Adam Ševčík

Personal information
- Date of birth: 24 January 1993 (age 33)
- Place of birth: Olomouc, Czech Republic
- Height: 1.86 m (6 ft 1 in)
- Position: Forward

Youth career
- 2006–2012: Sigma Olomouc

Senior career*
- Years: Team / Apps / (Gls)
- 2012–2017: Sigma Olomouc / 1 / (0)
- 2013: → Znojmo (loan) / 7 / (0)
- 2013: → Nitra (loan) / 13 / (2)
- 2014: → Hanácká Slavia Kroměříž (loan)
- 2015: → Hanácká Slavia Kroměříž (loan)
- 2017: → Frýdek-Místek (loan) / 13 / (3)
- 2017–2019: Baník Sokolov / 26 / (4)
- 2019: → Prostějov (loan) / 9 / (1)
- 2019–2020: Bayern Hof / 19 / (3)

International career
- 2012: Czech Republic U19 / 1 / (0)

= Adam Ševčík =

Czech footballer

Adam Ševčík (born 24 January 1993) is a Czech footballer who last played as a forward for Bayern Hof.

==Youth career==
===Sigma Olomouc===
Ševčík started his career with Sigma Olomouc. Ševčík was part of the squad of players born in 1993 that managed to win the U-17 as well as the U-19 Czech National Youth league. Adam Ševčík belonged to the key members of this victorious squad, scoring many important goals upon winning the titles.

==Club career==
===Sigma Olomouc===
Ševčík made his debut for Sigma Olomouc in a friendly match on 12 July 2014, coming on as a substitute in the 64th minute in a 2–1 victory against the IFA international football team.

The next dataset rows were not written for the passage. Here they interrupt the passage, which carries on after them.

PR #1571, opened 2018-01-30
Allow download of a full job data from the client

foursixnine:
This is meant to add support for the openQA::Client to support download of all the assets and generated data from a job. 

In theory this is another stepping stone for the worker_bridge/federation

https://progress.opensuse.org/issues/14580

PR #6672, opened 2025-08-21
Use dedicated option to download iso and hdd with archive subcommand

d3flex:
Based on the history this did not meant to download other assets than 'other'
assets and it is implemeted using the `asset-size-limit` parameter, which was
set in a quite small size.
https://github.com/os-autoinst/openQA/pull/1571#discussion_r165847808
    
With this size in place, the error is confusing and not intuitive. It makes
more sense to remove the limit in case you want to get the full assets.
    
- Introduce ~`--all`~ `no-limit` to skip _asset-size-limit_. short `-u` as unlimit
- keep _asset-size-limit_ for the 'other' assets

### DIFF
--- a/lib/OpenQA/CLI/archive.pm
+++ b/lib/OpenQA/CLI/archive.pm
@@ -21,7 +21,8 @@ sub command ($self, @args) {
             url => $url,
             archive => $path,
             'with-thumbnails' => $options{'with-thumbnails'},
-            'asset-size-limit' => $options{'asset-size-limit'}});
+            'asset-size-limit' => $options{'asset-size-limit'},
+            'no-limit' => $options{'no-limit'}});
 
     return 0;
 }
--- a/lib/OpenQA/Client/Archive.pm
+++ b/lib/OpenQA/Client/Archive.pm
@@ -18,7 +18,8 @@ sub run ($self, $options) {
     my $res = $req->res;
     my $default_max_asset_size = 1024 * 1024 * 200;
     $options->{'asset-size-limit'} //= $default_max_asset_size;
-    $self->client->max_response_size($options->{'asset-size-limit'});
+    $options->{'no-limit'} //= 0;
+    $self->client->max_response_size($options->{'no-limit'} ? 0 : $options->{'asset-size-limit'});
 
     my $code = $res->code;
     die "There's an error openQA client returned $code" unless $code eq 200;
@@ -32,7 +33,7 @@ sub run ($self, $options) {
     delete($job->{assets}->{repo});
 
     $path->child('testresults', 'thumbnails')->make_path if $options->{'with-thumbnails'};
-    $self->_download_assets($url, $job, $path);
+    $self->_download_assets($url, $job, $path) if $options->{'no-limit'};
     $self->_download_test_results($url, $job, $path, $options);
 }
 
--- a/public/openqa-cli.yaml
+++ b/public/openqa-cli.yaml
@@ -163,6 +163,7 @@ subcommands:
     options:
       - asset-size-limit|l=i   --Asset size limit in bytes
       - with-thumbnails|t      --Download thumbnails as well
+      - no-limit|u             --Download all assets without size limits
 
   schedule:
     summary: Schedules a set of jobs (via "isos post" creating a schedule product)
--- a/t/43-cli-archive.t
+++ b/t/43-cli-archive.t
@@ -15,6 +15,7 @@ use OpenQA::CLI;
 use OpenQA::CLI::archive;
 use OpenQA::Test::Case;
 use OpenQA::Test::TimeLimit '10';
+use OpenQA::Utils qw(assetdir);
 
 OpenQA::Test::Case->new->init_data(fixtures_glob => '01-jobs.pl 03-users.pl 05-job_modules.pl');
 
@@ -144,6 +145,17 @@ subtest 'Archive job with thumbnails' => sub {
     ok -f $results->child('details-isosize.json'), 'details-isosize.json exists';
     ok -f $results->child('autoinst-log.txt'), 'autoinst-log.txt exists';
     ok -d $results->child('thumbnails'), 'thumbnails';
+};
+
+subtest 'Archive job with assets' => sub {
+    note('Asset directory: ' . assetdir());
+    my $target = $dir->child('archive-with-assets')->make_path;
+    my ($stdout, $stderr, @result)
+      = capture_stdout sub { $cli->run('archive', @host, '--no-limit', 99963, $target->to_string) };
+    like $stdout, qr{Downloading.*/iso/openSUSE-13.1-DVD-x86_64-Build0091-Media.iso}, 'download iso without size limit';
+    my $expected_iso = 'openSUSE-13.1-DVD-x86_64-Build0091-Media.iso';
+    my $iso_path = $target->child('iso', $expected_iso);
+    ok(-f $iso_path, "Asset was downloaded");
 };
 
 done_testing();


lib/OpenQA/CLI/archive.pm
```diff
@@ -21,7 +21,8 @@ sub command ($self, @args) {
             url => $url,
             archive => $path,
             'with-thumbnails' => $options{'with-thumbnails'},
-            'asset-size-limit' => $options{'asset-size-limit'}});
+            'asset-size-limit' => $options{'asset-size-limit'},
+            'all' => $options{'all'}});
```
Wabri:
```suggestion
            'all' => $options{'all'},
        });
```

Or maybe:

```suggestion
            'all' => $options{'all'},
        }
     );
```

what `./tools/tidyall` do?

d3flex: `tidyall` is fine with that. and I didnt alter it from its original. So lets skip this, if you dont mind.

public/openqa-cli.yaml
```diff
@@ -163,6 +163,7 @@ subcommands:
     options:
       - asset-size-limit|l=i   --Asset size limit in bytes
       - with-thumbnails|t      --Download thumbnails as well
+      - all|a      --Download including iso, hdd as well
```
perlpunk: Like discussed in the daily, your change is, strictly speaking, not about the type of files to download. It's just that iso and hdd are typically bigger than the default limit.
Maybe call the option `--no-limit`.
And as another improvement, when an asset is bigger than the limit, then print its size so one can easily specify the required limit.
What would also be cool, if one could specify a limit in a format like `100M` or `2G`, but I would suggest doing a single PR for each change.

d3flex: > Like discussed in the daily, your change is, strictly speaking, not about the type of files to download. It's just that iso and hdd are typically bigger than the default limit. 

I didnt say that. I guess is how you see it. if you go back in time, at least in my understanding, that was meant mainly for the test results, and thats why they set a small limit. 

> Maybe call the option `--no-limit`. 

`--no-limit` sounded right in first place. in a second thought, it is not exactly what the change achieves. 
That means that a simple rename of the parameter will not reflect the implementation. I will have to remove the limit completely within the `--no-limit` flow. just keep that in mind.

> And as another improvement, when an asset is bigger than the limit, then print its size so one can easily specify the required limit. What would also be cool, if one could specify a limit in a format like `100M` or `2G`, but I would suggest doing a single PR for each change.

💡

kalikiana: The PR description says `Introduce --all to skip asset-size-limit`. That aligns with this change:

    - $self->client->max_response_size($options->{'asset-size-limit'});
    + $self->client->max_response_size($options->{all} ? 0 : $options->{'asset-size-limit'});

However there's another change:

    - $self->_download_assets($url, $job, $path);
    + $self->_download_assets($url, $job, $path) if $options->{all};

So the code no longer downloads all assets by default. Instead it will only download results.

I'm not sure that behavioral change is something we want? If scripts rely on this it might break stuff.

d3flex: that's correct. first it keeps the same flow for the test results, including the limits. it just prevents to even try the `_download_assets` unless is explicitly asked. that prevents the errors and simplify the flow for images which will never fit the size limit. 
secondly, I will point you to #1571 which implies that the subcommand meant for the test results and the size limit, was introduced to enable largest assets, like isos, i guess

d3flex: `--all` rename `--no-limit`

kalikiana: > I will point you to https://github.com/os-autoinst/openQA/pull/1571 which implies that the subcommand meant for the test results and the size limit

That was suggested but not implemented, though. So as it is right now you're breaking compatibility.

lib/OpenQA/Client/Archive.pm
```diff
@@ -32,7 +33,7 @@ sub run ($self, $options) {
     delete($job->{assets}->{repo});
 
     $path->child('testresults', 'thumbnails')->make_path if $options->{'with-thumbnails'};
-    $self->_download_assets($url, $job, $path);
+    $self->_download_assets($url, $job, $path) if $options->{'no-limit'};
```
kalikiana, line 36: This is very misleading. `--no-limit` implies this is about the size. But the code no longer downloads assets by default.

kalikiana (changes requested):

lib/OpenQA/Client/Archive.pm
kalikiana: I suggest to clarify what behavior we want. The PR description is not clear right now.

For instance "Only download test results by default unless --download-assets is specified".

And maybe `--no-limit` should really only set `asset-size-limit=0`? That's what I would expect as a user without digging through the code.

kalikiana: And if this ends up breaking compatibility it needs to be announced to a wider audience. Assuming people use this command and rely on it 🙃

public/openqa-cli.yaml
d3flex: ok. it is not clear what you try to say. I dont understand where is the confusion or what is not clear. 
- by default download only testresults with limits.
- download assets only with an explicit parameter which overrides the size limits. Side-effects will reset size limits for testresults as well.

lib/OpenQA/Client/Archive.pm
d3flex: just copied the answer from another comment.

- by default download only testresults with limits.
- download assets only with an explicit parameter which overrides the size limits. Side-effects will reset size limits for testresults as well.

> it needs to be announced to a wider audience.

I will ask for reviews in the eng-testing, if this is good enough

public/openqa-cli.yaml
kalikiana: That is much clearer. I suggest putting that in the PR description.

public/openqa-cli.yaml
```diff
@@ -163,6 +163,7 @@ subcommands:
     options:
       - asset-size-limit|l=i   --Asset size limit in bytes
       - with-thumbnails|t      --Download thumbnails as well
+      - no-limit|u      --Download all assets without size limits
```
perlpunk: Please align with the other options.

t/43-cli-archive.t
```diff
@@ -15,6 +15,7 @@ use OpenQA::CLI;
 use OpenQA::CLI::archive;
 use OpenQA::Test::Case;
 use OpenQA::Test::TimeLimit '10';
+use OpenQA::Utils qw(:DEFAULT assetdir);
```
perlpunk: Why are you importing everything with `:DEFAULT`? I think you only need `assetdir()`, right?

t/43-cli-archive.t
```diff
@@ -146,4 +147,16 @@ subtest 'Archive job with thumbnails' => sub {
     ok -d $results->child('thumbnails'), 'thumbnails';
 };
 
+subtest 'Archive job with assets' => sub {
+    note('Asset directory: ' . assetdir());
+    my $target = $dir->child('archive-with-assets')->make_path;
+    my ($stdout, $stderr, @result)
+      = capture_stdout sub { $cli->run('archive', @host, '--no-limit', 99963, $target->to_string) };
+    like $stdout, qr{Downloading.*\/iso\/openSUSE-13.1-DVD-x86_64-Build0091-Media.iso},
```
perlpunk:
```suggestion
    like $stdout, qr{Downloading.*/iso/openSUSE-13.1-DVD-x86_64-Build0091-Media.iso},
```

t/43-cli-archive.t
d3flex: yea I just copy paste but forgot to remove it. will fix

public/openqa-cli.yaml
d3flex: > That is much clearer. I suggest putting that in the PR description.

Done

lib/OpenQA/Client/Archive.pm
```diff
@@ -18,7 +18,8 @@ sub run ($self, $options) {
     my $res = $req->res;
     my $default_max_asset_size = 1024 * 1024 * 200;
     $options->{'asset-size-limit'} //= $default_max_asset_size;
-    $self->client->max_response_size($options->{'asset-size-limit'});
+    $options->{'no-limit'} //= 0;
+    $self->client->max_response_size($options->{all} ? 0 : $options->{'asset-size-limit'});
```
Martchus: Where is `$options->{all}` set? It doesn't show up on `openqa-cli archive -h` and it also doesn't look like this PR is introducing it. And wouldn't it make sense to let the user simply specify `--asset-size-limit 0` instead of having this special case?

d3flex: > Where is $options->{all} set?

variable renamed and I missed to update this. fixed.

> And wouldn't it make sense to let the user simply specify --asset-size-limit 0 instead of having this special case?

Actually it makes sense, even if there is nothing wrong having two variables. To me, `--asset-size-limit 0` looks unclear and confusing. Initially I was looking for a name that indicates download of isos and hdds. I went with the suggestions at the end.

lib/OpenQA/Client/Archive.pm
kalikiana: Did this happen? 🤔 I don't see any related comments here

lib/OpenQA/Client/Archive.pm
```diff
@@ -18,7 +18,8 @@ sub run ($self, $options) {
     my $res = $req->res;
     my $default_max_asset_size = 1024 * 1024 * 200;
     $options->{'asset-size-limit'} //= $default_max_asset_size;
-    $self->client->max_response_size($options->{'asset-size-limit'});
+    $options->{'no-limit'} //= 0;
+    $self->client->max_response_size($options->{'no-limit'} ? 0 : $options->{'asset-size-limit'});
```
Martchus, line 22: Ok, so this was really just mean to be `no-limit`. I must still say I don't like the extra flag that makes the code ignore `--asset-size-limit`. It is always better to minimize interactions between flags. So I'd suggest to either:

* Make this at least more explicit.
    1. Call the flag `--no-asset-size-limit` to make it clear that it relates to the `--asset-size-limit`.
    2. Perhaps check whether both arguments are specified and print a hard error in this case (as it makes never sense to specify both of these arguments at the same time).
* Follow my previous suggestion and just allow `--asset-size-limit 0`. The help text could mention the special meaning of `0`. That `0` means "unlimited" is conventional and we also already follow this convention in other places. Mojolicious follows this convention as well hence this way we needed zero code changes to make this actually work.
    * If you don't like `0` you could add code like `$options->{'asset-size-limit'} eq 'infinity' ? 0 : $options->{'asset-size-limit'}` and make this way instead `infinity` a special value.

lib/OpenQA/Client/Archive.pm
Martchus: I also find this misleading. It would make sense to have an additional flag like `$options->{'no-download'}`. If you really want/need to change the default behavior than you could turn the flag around. Or you make it behave like this in case of `--asset-size-limit 0` as suggested by @kalikiana (which could still be combined with my suggestion for `--asset-size-limit infinity`).

Martchus (changes requested):

kalikiana:
I wonder if at this point this should be closed. Or maybe it is worth asking for feedback from a wider audience since there's no consensus on the changes?

okurz:
No reaction for multiple weeks. Closing.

===Loan to 1. SC Znojmo===
On 30 January 2013 Ševčík was loaned out to Znojmo. At the age of 19 Adam Ševčík made persuasive performances, contributing to Znojmo's promotion to the Czech First League.

===Loan to FC Nitra===
On 1 July 2013 Ševčík was loaned out to Nitra playing the Slovak top division. Ševčík made his Corgoň Liga debut in a 4:0 loss against AS Trenčín. Ševčík went on to play 7 matches during his loan spell in Slovakia.

===Loan to SK Hanácká Slavia Kroměříž===
In August 2014, Ševčík was sent on loan to Hanácká Slavia Kroměříž for the fall part of the 2014/2015 season.

==International career==
===Czech Republic U19===
On 17 April 2012 Ševčík was called up for U-19 Czech National team. He made his debut in a 0:0 draw against Germany.